= Oliver O'Gara =

Irish politician and soldier

Oliver O'Gara was an Irish politician and soldier of the 17th and 18th centuries who was closely identified with the Jacobite cause.

==Family background==
He was descended from the Ó Gadhra's of Luighne Connacht. After the Reformation his family had remained Roman Catholics. The O'Garas remained prominent figures in County Sligo.
Oliver was the son Captain John O'Gara and Mary O'Conor. His paternal grandparents were Fearghal Ó Gadhra (Farell O'Gara) and Isobel Taaffe. Isobel Taaffe was a sister of John Taaffe, 1st Viscount Taaffe of Corren.

His maternal grandparents were Cathal O'Conor of Bellanagare Castle and Anne O'Molloy daughter of William 'Mor' O'Molloy, The O'Molloy. Cathal O'Conor was the third son of Sir Hugh O'Conor, O'Conor Don of Ballintober Castle in County Roscommon and Mary O'Rourke daughter of Sir Brian O'Rourke. Therefore, Oliver was a first cousin to the father of Charles O'Conor.

==Life==
In 1689 O'Gara was a member of the Patriot Parliament where he represented the constituency of County Sligo. During the War of the Two Kings he was given command of a newly raised infantry regiment in the Irish Army which took part in an expedition led by Patrick Sarsfield to capture the Protestant-held town of Sligo. In 1690 O'Gara commanded the Jacobite garrison at Jamestown in County Leitrim, repulsing an advance by a much larger force of Williamite troops under James Douglas. In 1696 O'Gara became the proprietor of O'Gara's Dragoons.

O'Gara served with his regiment at the decisive Battle of Aughrim, which ended in Jacobite defeat. Following the Treaty of Limerick, O'Gara acted as a hostage until it was clear the terms had been honoured. He then went into exile as a Wild Geese, joining the Irish Brigade of the French Army. He was an influential figure at the Jacobite court-in-exile at Saint-Germain.

In 1727 the exiled James III awarded him a baronetcy and he was styled by the Jacobites as Sir Oliver O'Gara, but this was never recognised by the Irish government in Dublin.

==Marriage and issue==
O'Gara married Mary Fleming, daughter of Randall Fleming, 21st Baron Slane a leading Old English family of The Pale. She was the widow of Richard Fleming Esq of County Meath and had a daughter named Bridget by that union. Bridget later married Randell Plunkett, 10th Baron Dunsany.

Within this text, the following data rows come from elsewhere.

PR #2938, opened 2024-03-19
Conditional actions results

obrix:
Support results for each conditional actions list instead of a single result per operator strategy.

- [x] Yes
- [ ] No

OperatorStrategyResult object now has a list of ConditionalActionsResult objects instead of only the final state results. Each ConditionActionsResult represents the result of the ConditionalActions action package application.

* For an operator strategy with a single ConditionalActions object ConditionalActionsResult will have a single object containing the same results as before this change.
* For operator strategy with multiple ConditionalActions objects, ConditionalActionsResult will have one result per ConditionalActions  object and the last one in the list will be the same as the single one that was present before this change.
* ConditionalActionsResult can be associated to ConditionalActions using conditionalActionsId attribute.

**Other information**:


obrix:
I kept compatibility in result serializer / deserializer with versioning but there is a breaking change in the OperatorStrategyResult getters API.

geofjamg (commented):
Which such a design, how can we if are not interested by intermediate results after each conditional action, only get final result ?

security-analysis/security-analysis-api/src/main/java/com/powsybl/security/SecurityAnalysisResultBuilder.java
```diff
@@ -280,28 +280,21 @@ public SecurityAnalysisResultBuilder endContingency() {
...
-            Objects.requireNonNull(limitViolationContext);
-            violations.add(Objects.requireNonNull(violation));
-            //TODO: call to interceptors
-            return this;
-        }
-
-        public OperatorStrategyResultBuilder setStatus(PostContingencyComputationStatus status) {
-            this.status = status;
-            return this;
+        public ConditionalActionsResultBuilder addConditionalActionsResult(String conditionalActionsId) {
```
geofjamg, line 297: Should be newConditionalActionsResult to be consistent with the others and because at this stage we do not add anything

security-analysis/security-analysis-api/src/main/java/com/powsybl/security/SecurityAnalysisResultBuilder.java
```diff
@@ -280,28 +280,21 @@ public SecurityAnalysisResultBuilder endContingency() {
         }
     }
 
-    public class OperatorStrategyResultBuilder extends AbstractLimitViolationsResultBuilder<OperatorStrategyResultBuilder> {
+    public class OperatorStrategyResultBuilder {
 
         private final OperatorStrategy strategy;
 
-        private PostContingencyComputationStatus status = PostContingencyComputationStatus.CONVERGED;
+        private final List<OperatorStrategyResult.ConditionalActionsResult> conditionalActionsResult = Collections.synchronizedList(new ArrayList<>());
```
geofjamg, line 288: Is it on purpose? Do we really support concurrent build of operator strategies?

security-analysis/security-analysis-api/src/main/java/com/powsybl/security/SecurityAnalysisParameters.java
```diff
@@ -182,6 +188,15 @@ public SecurityAnalysisParameters setIncreasedViolationsParameters(IncreasedViol
         return this;
     }
 
+    public SecurityAnalysisParameters setIntermediateResultsInOperatorStrategy(boolean enable) {
+        intermediateResultsInOperatorStrategy = enable;
```
geofjamg, line 193: enable -> intermediateResultsInOperatorStrategy

security-analysis/security-analysis-api/src/main/java/com/powsybl/security/json/ConditionalActionsResultDeserializer.java
```diff
@@ -0,0 +1,51 @@
+package com.powsybl.security.json;
```
geofjamg, line 1: License and authorship are missing

security-analysis/security-analysis-api/src/main/java/com/powsybl/security/json/ConditionalActionsResultSerializer.java
```diff
@@ -0,0 +1,25 @@
+package com.powsybl.security.json;
```
geofjamg, line 1: License and authorship are missing

geofjamg (changes requested):

security-analysis/security-analysis-api/src/main/java/com/powsybl/security/json/ConditionalActionsResultDeserializer.java
```diff
@@ -0,0 +1,51 @@
...
+
+public class ConditionalActionsResultDeserializer extends StdDeserializer<OperatorStrategyResult.ConditionalActionsResult> {
+
+    public ConditionalActionsResultDeserializer() {
+        super(OperatorStrategyResult.ConditionalActionsResult.class);
+    }
+
+    @Override
+    public OperatorStrategyResult.ConditionalActionsResult deserialize(JsonParser parser, DeserializationContext deserializationContext) throws IOException {
+        String conditionalActionsId = null;
```
EtienneLt, line 24: should a builder be better ? I don know

security-analysis/security-analysis-api/src/main/java/com/powsybl/security/SecurityAnalysisResultBuilder.java
obrix: postContingencyResults and operatorStrategyResults both use synchronizedList so I figured there was some concurrent use somewhere and followed the same pattern. Maybe unecessary ?

security-analysis/security-analysis-api/src/main/java/com/powsybl/security/json/ConditionalActionsResultDeserializer.java
obrix: I could reuse ConditionalActionsResultBuilder here but I don't think it really brings something more interesting than a simple call to the constructor.

security-analysis/security-analysis-api/src/main/java/com/powsybl/security/results/OperatorStrategyResult.java
```diff
@@ -7,46 +7,110 @@
...
+     * @return The Operator strategy associated to this result
+     */
+    public OperatorStrategy getOperatorStrategy() {
+        return operatorStrategy;
+    }
+
+    /**
+     * @return The list of ConditionalActionsResult for each conditional actions of the associated operator strategy
+     */
+    public List<ConditionalActionsResult> getConditionalActionsResult() {
```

He had five children with her, all of them born in France. The three eldest of his four sons became military men, joining the armies of various Continental nations. His eldest son John Patrick O'Gara rose to the rank of Brigadier in the Spanish service. The youngest Charles O'Gara rose to become a senior courtier at the Austrian court in Vienna.

==Bibliography==
- Wauchope, Piers. Patrick Sarsfield and the Williamite War. Irish Academic Press, 1992.
- Melville Henry Massue Ruvigny Et Raineval. The Jacobite Peerage, Baronetage, Knightage, and Grants of Honour. Genealogical Publishing, 2003.